- _PROBLEM TO SOLVE_
Determine how many lines of the data include the word "argThat", and write only that number.

(DATA FOR THE TASK Opens)

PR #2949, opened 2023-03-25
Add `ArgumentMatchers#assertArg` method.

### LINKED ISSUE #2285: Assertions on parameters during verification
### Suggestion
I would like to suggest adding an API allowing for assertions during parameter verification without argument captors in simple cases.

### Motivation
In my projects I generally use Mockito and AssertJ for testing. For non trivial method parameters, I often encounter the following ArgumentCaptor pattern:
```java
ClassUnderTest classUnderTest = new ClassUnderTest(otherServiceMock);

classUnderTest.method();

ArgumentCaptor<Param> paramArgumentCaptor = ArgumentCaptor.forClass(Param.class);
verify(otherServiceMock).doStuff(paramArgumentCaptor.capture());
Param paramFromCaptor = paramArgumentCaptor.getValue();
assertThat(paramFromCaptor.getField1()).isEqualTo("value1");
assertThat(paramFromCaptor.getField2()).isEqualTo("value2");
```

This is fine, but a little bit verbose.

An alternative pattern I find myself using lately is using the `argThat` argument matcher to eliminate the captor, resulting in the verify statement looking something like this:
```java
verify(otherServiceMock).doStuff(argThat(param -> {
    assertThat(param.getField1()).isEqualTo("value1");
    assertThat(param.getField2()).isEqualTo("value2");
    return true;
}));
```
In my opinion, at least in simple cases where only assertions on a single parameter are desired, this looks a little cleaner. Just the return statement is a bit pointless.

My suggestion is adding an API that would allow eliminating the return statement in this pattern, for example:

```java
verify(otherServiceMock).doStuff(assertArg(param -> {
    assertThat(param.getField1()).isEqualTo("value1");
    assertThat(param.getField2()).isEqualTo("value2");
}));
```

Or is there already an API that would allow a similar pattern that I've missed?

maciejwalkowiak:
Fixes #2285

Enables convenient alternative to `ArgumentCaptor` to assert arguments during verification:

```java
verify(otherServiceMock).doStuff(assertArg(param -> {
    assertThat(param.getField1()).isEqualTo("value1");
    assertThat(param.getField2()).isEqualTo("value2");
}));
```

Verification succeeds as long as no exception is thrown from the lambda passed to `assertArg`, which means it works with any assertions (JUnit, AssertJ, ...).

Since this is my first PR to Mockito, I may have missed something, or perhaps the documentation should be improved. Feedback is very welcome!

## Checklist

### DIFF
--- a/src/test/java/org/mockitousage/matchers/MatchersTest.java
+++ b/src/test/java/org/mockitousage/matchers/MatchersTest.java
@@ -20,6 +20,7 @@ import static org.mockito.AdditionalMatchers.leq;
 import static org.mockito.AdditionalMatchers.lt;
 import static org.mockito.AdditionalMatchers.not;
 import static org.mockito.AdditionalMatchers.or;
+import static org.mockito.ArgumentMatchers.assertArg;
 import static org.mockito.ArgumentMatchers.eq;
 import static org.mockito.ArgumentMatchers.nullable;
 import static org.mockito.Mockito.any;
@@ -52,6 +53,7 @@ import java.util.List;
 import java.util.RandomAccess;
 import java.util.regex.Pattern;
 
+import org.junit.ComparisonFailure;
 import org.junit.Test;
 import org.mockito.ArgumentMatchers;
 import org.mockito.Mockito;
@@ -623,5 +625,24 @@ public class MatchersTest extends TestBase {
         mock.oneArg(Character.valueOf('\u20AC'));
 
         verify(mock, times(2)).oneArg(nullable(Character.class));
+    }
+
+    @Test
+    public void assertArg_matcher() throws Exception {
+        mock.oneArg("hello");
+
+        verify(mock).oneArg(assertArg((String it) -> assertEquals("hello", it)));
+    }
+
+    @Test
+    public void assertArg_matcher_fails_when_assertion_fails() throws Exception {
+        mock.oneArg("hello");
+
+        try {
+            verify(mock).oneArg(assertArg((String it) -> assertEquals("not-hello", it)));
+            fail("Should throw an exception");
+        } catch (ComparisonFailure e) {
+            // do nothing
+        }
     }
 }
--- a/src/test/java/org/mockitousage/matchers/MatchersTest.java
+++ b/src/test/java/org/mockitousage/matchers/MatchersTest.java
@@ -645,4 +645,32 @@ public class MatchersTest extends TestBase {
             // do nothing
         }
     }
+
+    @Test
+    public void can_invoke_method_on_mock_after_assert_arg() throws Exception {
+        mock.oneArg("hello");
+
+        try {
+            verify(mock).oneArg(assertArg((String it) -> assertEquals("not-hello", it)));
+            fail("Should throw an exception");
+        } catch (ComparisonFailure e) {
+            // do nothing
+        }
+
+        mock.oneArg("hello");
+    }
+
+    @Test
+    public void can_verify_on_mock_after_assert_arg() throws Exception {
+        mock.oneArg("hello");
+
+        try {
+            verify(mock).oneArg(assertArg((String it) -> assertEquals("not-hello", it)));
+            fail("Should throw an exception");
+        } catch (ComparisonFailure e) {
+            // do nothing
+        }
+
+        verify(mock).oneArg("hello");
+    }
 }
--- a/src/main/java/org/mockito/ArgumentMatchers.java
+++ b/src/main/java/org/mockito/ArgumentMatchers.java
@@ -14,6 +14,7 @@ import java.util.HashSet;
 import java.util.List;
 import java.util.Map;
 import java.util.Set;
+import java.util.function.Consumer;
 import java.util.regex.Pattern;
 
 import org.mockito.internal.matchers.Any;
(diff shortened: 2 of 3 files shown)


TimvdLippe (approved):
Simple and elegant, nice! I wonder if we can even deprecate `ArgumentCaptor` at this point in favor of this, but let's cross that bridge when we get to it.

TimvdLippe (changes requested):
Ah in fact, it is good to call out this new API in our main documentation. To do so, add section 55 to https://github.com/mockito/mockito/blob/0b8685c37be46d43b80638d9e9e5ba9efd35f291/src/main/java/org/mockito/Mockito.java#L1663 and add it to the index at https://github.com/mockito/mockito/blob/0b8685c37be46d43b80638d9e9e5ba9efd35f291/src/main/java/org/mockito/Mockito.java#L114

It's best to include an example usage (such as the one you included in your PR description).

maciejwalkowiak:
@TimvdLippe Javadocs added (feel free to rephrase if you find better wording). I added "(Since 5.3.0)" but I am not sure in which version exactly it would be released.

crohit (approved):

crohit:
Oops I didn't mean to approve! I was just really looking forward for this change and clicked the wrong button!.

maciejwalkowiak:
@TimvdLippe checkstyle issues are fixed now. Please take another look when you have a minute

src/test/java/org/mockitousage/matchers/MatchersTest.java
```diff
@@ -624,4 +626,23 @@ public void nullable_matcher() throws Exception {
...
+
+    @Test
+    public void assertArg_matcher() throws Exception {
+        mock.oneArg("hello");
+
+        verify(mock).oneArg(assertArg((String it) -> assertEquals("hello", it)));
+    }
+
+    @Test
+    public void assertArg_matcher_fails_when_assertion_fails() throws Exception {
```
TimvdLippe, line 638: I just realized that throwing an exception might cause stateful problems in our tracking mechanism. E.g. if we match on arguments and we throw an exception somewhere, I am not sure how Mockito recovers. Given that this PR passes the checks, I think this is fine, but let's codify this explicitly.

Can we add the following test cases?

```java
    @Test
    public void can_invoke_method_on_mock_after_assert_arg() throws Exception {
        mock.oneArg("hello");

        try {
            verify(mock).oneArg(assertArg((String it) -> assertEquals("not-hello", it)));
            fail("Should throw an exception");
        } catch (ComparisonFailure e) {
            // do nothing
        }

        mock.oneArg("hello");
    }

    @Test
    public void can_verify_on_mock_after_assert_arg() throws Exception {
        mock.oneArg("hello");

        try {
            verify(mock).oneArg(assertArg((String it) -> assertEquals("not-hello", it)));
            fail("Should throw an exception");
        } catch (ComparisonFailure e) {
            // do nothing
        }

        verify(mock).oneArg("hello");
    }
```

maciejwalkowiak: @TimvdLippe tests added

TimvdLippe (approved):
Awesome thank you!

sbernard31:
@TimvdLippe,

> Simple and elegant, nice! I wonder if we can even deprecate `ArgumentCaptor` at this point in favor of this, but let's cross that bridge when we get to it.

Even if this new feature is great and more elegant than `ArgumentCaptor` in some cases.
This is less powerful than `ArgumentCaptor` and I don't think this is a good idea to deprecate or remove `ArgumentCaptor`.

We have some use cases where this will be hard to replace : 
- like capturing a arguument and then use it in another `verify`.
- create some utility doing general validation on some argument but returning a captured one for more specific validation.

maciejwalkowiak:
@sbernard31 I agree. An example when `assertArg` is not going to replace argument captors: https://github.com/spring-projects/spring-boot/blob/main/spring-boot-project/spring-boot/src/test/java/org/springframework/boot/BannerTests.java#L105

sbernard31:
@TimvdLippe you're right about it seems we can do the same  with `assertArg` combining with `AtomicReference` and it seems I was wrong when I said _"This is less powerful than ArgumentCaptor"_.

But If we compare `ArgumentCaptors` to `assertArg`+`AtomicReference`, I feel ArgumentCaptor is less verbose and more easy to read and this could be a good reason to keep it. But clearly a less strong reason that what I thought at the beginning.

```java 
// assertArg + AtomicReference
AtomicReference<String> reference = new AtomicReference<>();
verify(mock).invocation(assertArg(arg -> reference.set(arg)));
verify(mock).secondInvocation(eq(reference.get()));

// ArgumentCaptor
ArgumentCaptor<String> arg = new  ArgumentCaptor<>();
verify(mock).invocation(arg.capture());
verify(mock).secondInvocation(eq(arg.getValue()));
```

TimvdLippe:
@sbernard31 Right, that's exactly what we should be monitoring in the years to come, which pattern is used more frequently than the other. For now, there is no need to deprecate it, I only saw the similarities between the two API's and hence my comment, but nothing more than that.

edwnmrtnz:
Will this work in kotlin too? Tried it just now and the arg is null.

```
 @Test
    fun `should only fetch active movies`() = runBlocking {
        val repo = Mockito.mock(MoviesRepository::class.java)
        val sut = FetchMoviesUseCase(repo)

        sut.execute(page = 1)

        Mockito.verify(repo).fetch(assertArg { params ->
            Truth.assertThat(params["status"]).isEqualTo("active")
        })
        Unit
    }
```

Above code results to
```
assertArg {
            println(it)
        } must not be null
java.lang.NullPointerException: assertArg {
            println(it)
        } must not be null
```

(DATA FOR THE TASK Closes)

- _ANSWER TO THIS TASK_
2